Malaysian Bar president Salim Bashir Bhaskaran expressed concern that the commission as proposed in the new Bill may lack bite in comparison to the IPCMC and offered to assist the government with legal input. — Picture by Yusof Mat Isa
Malaysian Bar president Salim Bashir Bhaskaran expressed concern that the commission as proposed in the new Bill may lack bite in comparison to the IPCMC and offered to assist the government with legal input. — Picture by Yusof Mat Isa

KUALA LUMPUR, Aug 26 — The Malaysian Bar today said it was not consulted prior to the tabling of a new Independent Police Conduct Commission (IPCC) Bill which replaces the long-awaited Independent Police Complaints and Misconduct Commission (IPCMC) Bill.

Its president Salim Bashir expressed concern that the commission as proposed in the new Bill may lack bite in comparison to the IPCMC and offered to assist the government with legal input.

“Another aspect of our concern is that under section 30 of the IPCC, the Commission under the IPCC might be depowered in comparison with the original version of section 31 of the IPCMC that clothed the Commission with disciplinary authority.

“We have worked tirelessly with various stakeholders in the past, and hope that the concerns by all parties will be addressed in the IPCC Bill. 

“The Malaysian Bar wishes to be consulted, and will be ready to assist to provide any input necessary to ensure that a comprehensive and effective IPCC Bill is implemented,” Salim said in a statement.

Deputy Home Minister Datuk Seri Ismail Mohamed Said today tabled the IPCC that will replace the recently withdrawn IPCMC Bill introduced by the previous government.

The IPCC Bill will fall under the Home Ministry’s purview instead of the Prime Minister’s Department (Parliament and Law).

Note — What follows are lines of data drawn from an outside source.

PR #3401, opened 2022-06-01
feat(telemetry): add stencil config to telemetry object

alicewriteswrongs:
This adds an anonymized copy of the Stencil configuration to the
telemetry object, so that various configuration options can be tracked
and observed over time.

## Pull request checklist

## Pull request type

 

 

- [ ] Bugfix
- [ ] Feature
- [ ] Build related changes
- [x] Other (please describe): Telemetry change!

GitHub Issue Number: N/A

## What is the new behavior?

This adds a function to anonymize the Stencil configuration and basically adds that anonymized object in to the object that we ship to the telemetry API endpoint.

The main thing to review here is whether the anonymization makes sense! I went through the output and removed everything I could think of that would have a filepath in it that might contain the current username, an internal URL, or something of that type.

- [ ] Yes
- [x] No

## Testing

I have added tests around the anonymization function and updated the other unit tests for the module to account for the changes, I'm not sure if we need / want to test anything else. I've also run a dev build based on these changes locally and confirmed that the data is shipping to where it's supposed to.

### DIFF
--- a/src/cli/telemetry/telemetry.ts
+++ b/src/cli/telemetry/telemetry.ts
@@ -3,7 +3,7 @@ import { shouldTrack } from './shouldTrack';
 import type * as d from '../../declarations';
 import { readConfig, updateConfig, writeConfig } from '../ionic-config';
 import { CoreCompiler } from '../load-compiler';
-import { WWW } from '../../compiler/output-targets/output-utils';
+import { isOutputTargetHydrate, WWW } from '../../compiler/output-targets/output-utils';
 
 /**
  * Used to within taskBuild to provide the component_count property.
@@ -160,7 +160,35 @@ type ConfigStringKeys = keyof {
   [K in keyof d.Config as Required<d.Config>[K] extends string ? K : never]: d.Config[K];
 };
 
-const OUTPUT_TARGET_KEYS_TO_KEEP = ['type', 'typesDir', 'baseUrl'];
+// props in output targets for which we retain their original values when
+// preparing a config for telemetry
+//
+// we omit the values of all other fields on output targets.
+const OUTPUT_TARGET_KEYS_TO_KEEP = [
+  'type',
+  'external',
+  'autoDefineCustomElements',
+  'generateTypeDeclarations',
+] as const;
+
+// top-level config props that we anonymize for telemetry
+const CONFIG_PROPS_TO_ANONYMIZE: ReadonlyArray<ConfigStringKeys> = [
+  'rootDir',
+  'fsNamespace',
+  'packageJsonFilePath',
+  'namespace',
+  'srcDir',
+  'srcIndexHtml',
+  'buildLogFilePath',
+  'cacheDir',
+  'configPath',
+  'tsconfig',
+];
+
+// Props we delete entirely from the config for telemetry
+//
+// TODO(STENCIL-469): Investigate improving anonymization for tsCompilerOptions and devServer
+const CONFIG_PROPS_TO_DELETE: ReadonlyArray<keyof d.Config> = ['sys', 'logger', 'tsCompilerOptions', 'devServer'];
 
 /**
  * Anonymize the config for telemetry, replacing potentially revealing config props
@@ -172,46 +200,44 @@ const OUTPUT_TARGET_KEYS_TO_KEEP = ['type', 'typesDir', 'baseUrl'];
  */
 export const anonymizeConfigForTelemetry = (config: d.Config): d.Config => {
   const anonymizedConfig = { ...config };
-  const propsToAnonymize: ConfigStringKeys[] = [
-    'rootDir',
-    'fsNamespace',
-    'packageJsonFilePath',
-    'namespace',
-    'srcDir',
-    'srcIndexHtml',
-    'buildLogFilePath',
-    'cacheDir',
-    'configPath',
-    'tsconfig',
-  ];
 
-  for (const prop of propsToAnonymize) {
+  for (const prop of CONFIG_PROPS_TO_ANONYMIZE) {
     if (anonymizedConfig[prop] !== undefined) {
       anonymizedConfig[prop] = 'omitted';
     }
   }
 
-  // Anonymize the outputTargets on our configuration, taking advantage of the
-  // optional 2nd argument to `JSON.stringify`. If anything is not a string or number
-  // we retain it so that any nested properties are handled, else we check
-  // whether it's in our 'keep' list to decide whether to keep it or replace it
-  // with `"omitted"`.
-  anonymizedConfig.outputTargets = JSON.parse(
-    JSON.stringify(config.outputTargets ?? [], (key, value) => {
-      if (!['string', 'number'].includes(typeof value)) {
-        return value;
-      }
-      if (OUTPUT_TARGET_KEYS_TO_KEEP.includes(key)) {
-        return value;
-      }
-      return 'omitted';
-    })
-  );
+  anonymizedConfig.outputTargets = (config.outputTargets ?? []).map((target) => {
+    // Anonymize the outputTargets on our configuration, taking advantage of the
+    // optional 2nd argument to `JSON.stringify`. If anything is not a string or number
+    // we retain it so that any nested properties are handled, else we check
+    // whether it's in our 'keep' list to decide whether to keep it or replace it
+    // with `"omitted"`.
+    const anonymizedOT = JSON.parse(
+      JSON.stringify(target, (key, value) => {
+        if (!['string', 'number'].includes(typeof value)) {
+          return value;
+        }
+        if (OUTPUT_TARGET_KEYS_TO_KEEP.includes(key)) {
+          return value;
+        }
+        return 'omitted';
+      })
+    );
+
+    // this prop has to be handled separately because it is an array
+    // so the replace function above will be called with all of its
+    // members, giving us `["omitted", "omitted", ...]`.
+    //
+    // Instead, we check for its presence and manually copy over.
+    if (isOutputTargetHydrate(target) && target.external) {
+      anonymizedOT['external'] = target.external.concat();
+    }
+    return anonymizedOT;
+  });
 
   // TODO(STENCIL-469): Investigate improving anonymization for tsCompilerOptions and devServer
-  const propsToDelete: Array<keyof d.Config> = ['sys', 'logger', 'tsCompilerOptions', 'devServer'];
-
-  for (const prop of propsToDelete) {
+  for (const prop of CONFIG_PROPS_TO_DELETE) {
     delete anonymizedConfig[prop];
   }
 
--- a/src/cli/telemetry/telemetry.ts
+++ b/src/cli/telemetry/telemetry.ts
@@ -195,6 +195,7 @@ export const anonymizeConfigForTelemetry = (config: d.Config): d.Config => {
     baseUrl: 'omitted',
   }));
 
+  // TODO(STENCIL-469): Investigate improving anonymization for tsCompilerOptions and devServer
   const propsToDelete: Array<keyof d.Config> = ['sys', 'logger', 'tsCompilerOptions', 'devServer'];
 
   for (const prop of propsToDelete) {
--- a/src/cli/telemetry/telemetry.ts
+++ b/src/cli/telemetry/telemetry.ts
@@ -151,8 +151,6 @@ export const prepareData = async (
   };
 };
 
-// Get keys in `d.Config` which map to a value of type `string`
-//
 // Setting a key type to `never` excludes it from a mapped type, so we
 // can get only keys which map to a string value by excluding all keys `K`
 // where `d.Config[K]` does not extend `string`.
@@ -189,8 +187,9 @@ export const anonymizeConfigForTelemtry = (config: d.Config): d.Config => {
 
   anonymizedConfig.outputTargets = config.outputTargets.map((target) => ({
     ...target,
-    dir: `actual value for dir omitted`,
+    dir: 'omitted',
     typesDir: 'omitted',
+    baseUrl: 'omitted',
   }));
 
   const propsToDelete: Array<keyof d.Config> = ['sys', 'logger'];
--- a/src/cli/telemetry/telemetry.ts
+++ b/src/cli/telemetry/telemetry.ts
@@ -127,7 +127,7 @@ export const prepareData = async (
   const cpu_model = sys.details.cpuModel;
   const build = coreCompiler.buildId || 'unknown';
   const has_app_pwa_config = hasAppTarget(config);
-  const anonymizedConfig = anonymizeConfigForTelemtry(config);
+  const anonymizedConfig = anonymizeConfigForTelemetry(config);
 
   return {
     yarn,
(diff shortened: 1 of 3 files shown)


src/cli/telemetry/telemetry.ts
```diff
@@ -137,9 +147,77 @@ export const prepareData = async (
...
+    'tsconfig',
+  ];
+
+  for (const prop of propsToAnonymize) {
+    if (anonymizedConfig[prop] !== undefined) {
+      anonymizedConfig[prop] = 'omitted';
+    }
+  }
+
+  anonymizedConfig.outputTargets = (config.outputTargets ?? []).map((target) => ({
```
rwaskiewicz, line 190: For anonymizing our output targets, the dev server, and the TypeScript compiler options, is there a way we could recursively apply something like `ConfigStringKeys` to anything that's an object literal? I'm a bit concerned about maintaining configurations where we would have to remember the anonymize certain items as we add/change these things.

Alternatively, we could always punt on that for now. ATM, we're really only concerned with the following fields for the purposes of determining which v3 flags to set (potentially) new defaults for:
- OutputTargetHydrate#external ([source](https://github.com/ionic-team/stencil/blob/04fb83090c968010a400cee96b129f067c5cb6f0/src/declarations/stencil-public-compiler.ts#L1867))
- OutputTargetDistCustomElements#autoDefineCustomElements ([source](https://github.com/ionic-team/stencil/blob/04fb83090c968010a400cee96b129f067c5cb6f0/src/declarations/stencil-public-compiler.ts#L1932))
- OutputTargetDistCustomElements#generateTypeDeclarations ([source](https://github.com/ionic-team/stencil/blob/04fb83090c968010a400cee96b129f067c5cb6f0/src/declarations/stencil-public-compiler.ts#L1936))

We _could_ temporarily hard code these as a temporary solution (if no recursive one is possible). In that scenario, I'd be OK with omitting the ts config and dev server config entirely for now.

rwaskiewicz (changes requested):

src/cli/telemetry/telemetry.ts
```diff
@@ -99,6 +99,15 @@ export async function getActiveTargets(config: d.Config): Promise<string[]> {
...
 
+/**
+ * Prepare data for telemetry
+ *
+ * @param coreCompiler the core compiler
+ * @param config the current Stencil config
+ * @param sys the compiler system instance in use
+ * @param duration_ms the duration of the action being tracked
+ * @param component_count the number of components being built (optional)
+ */
```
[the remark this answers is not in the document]
alicewriteswrongs: I always forget that! 🤦‍♀️

src/cli/telemetry/telemetry.ts
```diff
@@ -137,9 +147,77 @@ export const prepareData = async (
...
 
+// Setting a key type to `never` excludes it from a mapped type, so we
+// can get only keys which map to a string value by excluding all keys `K`
+// where `d.Config[K]` does not extend `string`.
+type ConfigStringKeys = keyof {
+  [K in keyof d.Config as Required<d.Config>[K] extends string ? K : never]: d.Config[K];
+};
+
+/**
+ * Anonymize the config for telemtry, replacing potentially revealing config props
```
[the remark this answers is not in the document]
alicewriteswrongs: 😬

src/cli/telemetry/telemetry.ts
alicewriteswrongs: Created `STENCIL-469` for this

alicewriteswrongs:
@rwaskiewicz ok I think comments should be addressed!

src/cli/telemetry/telemetry.ts
rwaskiewicz: I don't know if that covers all of our cases here 🤔 More immediately, we also need to consider output target fields since we're going to anonymize/serialize/deserialize those.

ATM, our output targets extend one of two base types, [`OutputTargetBase`](https://github.com/ionic-team/stencil/blob/c0401477c0074f280543bc19d7893a03ed1d5d91/src/declarations/stencil-public-compiler.ts#L2009) or [`OutputTargetBaseNext`
](https://github.com/ionic-team/stencil/blob/c0401477c0074f280543bc19d7893a03ed1d5d91/src/declarations/stencil-public-compiler.ts#L1971), and each output target can have multiple fields that are specific to the output target itself.  

Because of the number of fields, I think we may need to walk the entire object. Otherwise, I don't know if we can cover/anonymize every string field in the output targets.

I think this would look something like:
```typescript
const omitOutputTargetDetails = (outputTargetPiece: any): any => {
  if (!Array.isArray(outputTargetPiece) && typeof outputTargetPiece === 'object') {
    for (const [key, value] of Object.entries(outputTargetPiece)) {
      if (typeof value === 'string') {
        outputTargetPiece[key] = 'omitted';
     } else if (Array.isArray(value)) {
        outputTargetPiece[key] = 'omitted';
    } else if (typeof outputTargetPiece === 'object') {
        outputTargetPiece[key] = omitOutputTargetDetails(outputTargetPiece[key]);
    }
  }
}; 
``` 

and call it like so:

```typescript
anonymizedConfig.outputTargets = (config.outputTargets ?? []).map((outputTarget) => omitOutputTargetDetails(outputTarget));
```

or something like that (this was all back of the napkin prototyping).  But LMK if there's something I'm missing here (that's very possible)

alicewriteswrongs: what if instead of trying to omit all of the fields on the output targets that could possibly hold identifying information, we instead opt-in to the specific fields we're interested in looking at? Something like

```ts
  anonymizedConfig.outputTargets = (config.outputTargets ?? []).map((target) => {
    const { external, autoDefineCustomElements, generateTypeDeclarations } = target;
    return { external, autoDefineCustomElements, generateTypeDeclarations };
});
```

might have to do something a bit more complicated to deal with the types, but that would be the basic idea

alicewriteswrongs: maybe we'd want `target.type` in there too

rwaskiewicz: Agreed, we'd want to keep `target.type` in there for sure.  My vote here is for us to try to be an encompassing as possible for the output targets now. If we can find/use a generalized solution (that's not too rough on performance) we should pursue that route.  Ideally I'd like us to not have to add a new key to telemetry code when we modify the shape of output targets. The reason being that in addition to having to remember/decide if the field is important enough to serialize, I think we can run into some issues with typings where a field like `autoDefineCustomElements` doesn't exist on every output target.

That said, that solution isn't all too perfect either. If we go the other way and want to omit a field entirely (like the dev server), we then _do_ have to remember to strike it from the telemetry list

alicewriteswrongs: ok so a little investigation! I implemented two different ways to recursively omit any keys in the output target objects which aren't on a 'keep' list that we define:

```ts
const OUTPUT_TARGET_KEYS_TO_KEEP = ['type', 'typesDir', 'baseUrl'];
```

The first is based on what you suggested:

```ts
  const omitOutputTargetDetails = (outputTargetPiece: any): any => {
    if (!Array.isArray(outputTargetPiece) && typeof outputTargetPiece === 'object') {
      for (const [key, value] of Object.entries(outputTargetPiece)) {
        if (typeof value === 'string') {
          if (!OUTPUT_TARGET_KEYS_TO_KEEP.includes(key)) {
            outputTargetPiece[key] = 'omitted';
          }
        } else if (Array.isArray(value)) {
          outputTargetPiece[key] = 'omitted';
        } else if (typeof outputTargetPiece === 'object') {
          outputTargetPiece[key] = omitOutputTargetDetails(outputTargetPiece[key]);
        }
      }
    }
    return outputTargetPiece;
  };

  anonymizedConfig.outputTargets = (config.outputTargets ?? []).map(omitOutputTargetDetails);
```

the second uses `JSON.stringify`, passing the optional [2nd argument](https://developer.mozilla.org/en-US/docs/Web/JavaScript/Reference/Global_Objects/JSON/stringify#the_replacer_parameter):


```ts
  anonymizedConfig.outputTargets = JSON.parse(
    JSON.stringify(config.outputTargets ?? [], (key, value) => {
      if (!['string', 'number'].includes(typeof value)) {
        return value;
      }
      if (OUTPUT_TARGET_KEYS_TO_KEEP.includes(key)) {
        return value;
      }
      return 'omitted';
    })
  );
```

I wrote a little hacky 'performance' test just to get a ballpark idea of how these perform:

```ts
  it.only('test performance of OT anonymizers', () => {
    const config = {
      flags: {
        args: [],
      },
      outputTargets: [
        { type: 'www', baseUrl: 'https://example.com', serviceWorker: { swDest: './tmp' } }
      ],
    } as d.Config;    

    let beforeJSON = new Date();
    for (let i = 0; i < 1000; i++) {
      anonymizeConfigForTelemetryJSON(config)
    }
    let afterJSON = new Date()
    // @ts-ignore
    let JSONDifference = afterJSON - beforeJSON;
    console.log(`JSON version took ${JSONDifference}`);

    let beforenonJSON = new Date();
    for (let i = 0; i < 10000; i++) {
      anonymizeConfigForTelemetry(config)
    }
    let afternonJSON = new Date()
    // @ts-ignore
    let nonJSONDifference = afternonJSON - beforenonJSON;
    console.log(`nonJSON version took ${nonJSONDifference}`);
  });
```

The results were kind of surprising, but possibly make sense? I thought that the `JSON.parse(JSON.stringify( ... ))` would be slower because it's basically doing some 'unnecessary' overhead work serializing and deserializing, but actually that version is quite a bit faster - anonymizing the above config 10000 times takes ~4-5ms with that version vs ~31-35ms for the recursive function call version. I suspect this is just because w/ `JSON.stringify` the descent through the object is handled by native code, rather than recursive function calls, `Object.entries`, etc.

So anywhoo - that's what I've found. I _personally_ find the `JSON.{stringify,parse}` version to be quite a bit more elegant, letting us just write a little function which decides what to do based on each `k, v` pair (sort of a context-free way to handle it, if you will) and we don't have to include any logic for iterating, recurring, etc.

What do you think?

alicewriteswrongs:
@rwaskiewicz ok so I just pushed the change to use `JSON.stringify` and `JSON.parse` to anonymize the output targets and added a few tests, should be ready for re-review now 🙂

src/cli/telemetry/telemetry.ts
```diff
@@ -159,8 +160,10 @@ type ConfigStringKeys = keyof {
   [K in keyof d.Config as Required<d.Config>[K] extends string ? K : never]: d.Config[K];
 };
 
+const OUTPUT_TARGET_KEYS_TO_KEEP = ['type', 'typesDir', 'baseUrl'];
+
 /**
- * Anonymize the config for telemetry, replacing potentially revealing config props
+ * Anonymize the config for telemetry, replacing potentially revealing configprops
```
rwaskiewicz, line 166: Minor, was this 'configprops' change intentional in the most recent commit? I don't see any other usages of this spelling anywhere

src/cli/telemetry/telemetry.ts
```diff
@@ -159,8 +160,10 @@ type ConfigStringKeys = keyof {
   [K in keyof d.Config as Required<d.Config>[K] extends string ? K : never]: d.Config[K];
 };
 
+const OUTPUT_TARGET_KEYS_TO_KEEP = ['type', 'typesDir', 'baseUrl'];
```
rwaskiewicz, line 163: Should we keep the 'typesDir'? Isn't it possible that folks will be providing an absolute path here? (It actually may get resolved to a full path by the compiler 🤔)

rwaskiewicz (commented):
Tested locally, everything looks good from an output standpoint 👍 

I had a few questions about our exclusions + a few tiny nits.

src/cli/telemetry/telemetry.ts
```diff
@@ -188,12 +191,22 @@ export const anonymizeConfigForTelemetry = (config: d.Config): d.Config => {
...
   }
 
-  anonymizedConfig.outputTargets = (config.outputTargets ?? []).map((target) => ({
-    ...target,
-    dir: 'omitted',
-    typesDir: 'omitted',
-    baseUrl: 'omitted',
-  }));
+  // Anonymize the outputTargets on our configuration, taking advantage of the
+  // optional 2nd argument to JSON.parse. If anything is not a string or number
```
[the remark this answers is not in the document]
alicewriteswrongs: 🤦‍♀️ yes it should be haha

src/cli/telemetry/telemetry.ts
```diff
@@ -188,12 +191,22 @@ export const anonymizeConfigForTelemetry = (config: d.Config): d.Config => {
...
+  // we retain it so that any nested properties are handled, else we check
+  // whether it's in our 'keep' list to decide whether to keep it or replace it
+  // with `"omitted"`.
+  anonymizedConfig.outputTargets = JSON.parse(
+    JSON.stringify(config.outputTargets ?? [], (key, value) => {
+      if (!['string', 'number'].includes(typeof value)) {
```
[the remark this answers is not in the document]
alicewriteswrongs: I didn't see anything in particular, and I do have a _bit_ of a hard time thinking of an example, but I just went with that to be on the safe side really. We could probably just check `!(typeof value === "string")` here if we wanted to keep it simple

src/cli/telemetry/telemetry.ts
alicewriteswrongs: yeah total brain fart on my end haha

I think the props we want to keep are:

```ts
const OUTPUT_TARGET_KEYS_TO_KEEP = [
  'type', 
  'external',
  'autoDefineCustomElements',
  'generateTypeDeclarations',
];
```

src/cli/telemetry/telemetry.ts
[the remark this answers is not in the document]
rwaskiewicz: My vote would be keeping it simple for now. Looking at the output target definitions, nothing jumps out at me as something that would be an issue here

src/cli/telemetry/telemetry.ts
rwaskiewicz: I think since the latter three are booleans (or, are supposed to be booleans) we can omit those as well

rwaskiewicz:
@alicewriteswrongs it looks like the build is failing on this PR - can you PTAL?

alicewriteswrongs:
@rwaskiewicz sorry for the noise, I pushed a few in-progress commits, I think it should be good now

src/cli/telemetry/telemetry.ts
```diff
@@ -137,13 +149,101 @@ export const prepareData = async (
...
+
+  for (const prop of CONFIG_PROPS_TO_ANONYMIZE) {
+    if (anonymizedConfig[prop] !== undefined) {
+      anonymizedConfig[prop] = 'omitted';
+    }
+  }
+
+  anonymizedConfig.outputTargets = (config.outputTargets ?? []).map((target) => {
+    // Anonymize the outputTargets on our configuration, taking advantage of the
+    // optional 2nd argument to `JSON.stringify`. If anything is not a string or number
```
rwaskiewicz, line 207:
```suggestion
    // optional 2nd argument to `JSON.stringify`. If anything is not a string
```

rwaskiewicz (approved):
LGTM! one non-blocking comment I think I can take care of in the GH UI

The proposed commission under the IPCC will be an independent oversight body to improve the integrity, reduce misconduct and promote public confidence in the force.

However, news portal Malaysiakini published a comparison of the two Bills earlier today and claimed the IPCC significantly reduced the powers of the commission that it would have had under the IPCMC.

According to Malaysiakini, a key difference in the IPCC Bill is that the commission cannot act against errant police officers but can only recommend action to the Police Force Commission or other relevant authorities.

Under the new Bill, the IPCC will not be able to review complaints of police officers who do not comply with rules or standard operating procedures, who do not justify their actions when justification should be provided, and who commit criminal offences.

According to Malaysiakini, those called to testify to the commission will be given the right to refuse to answer any question that could expose a police officer to a criminal charge.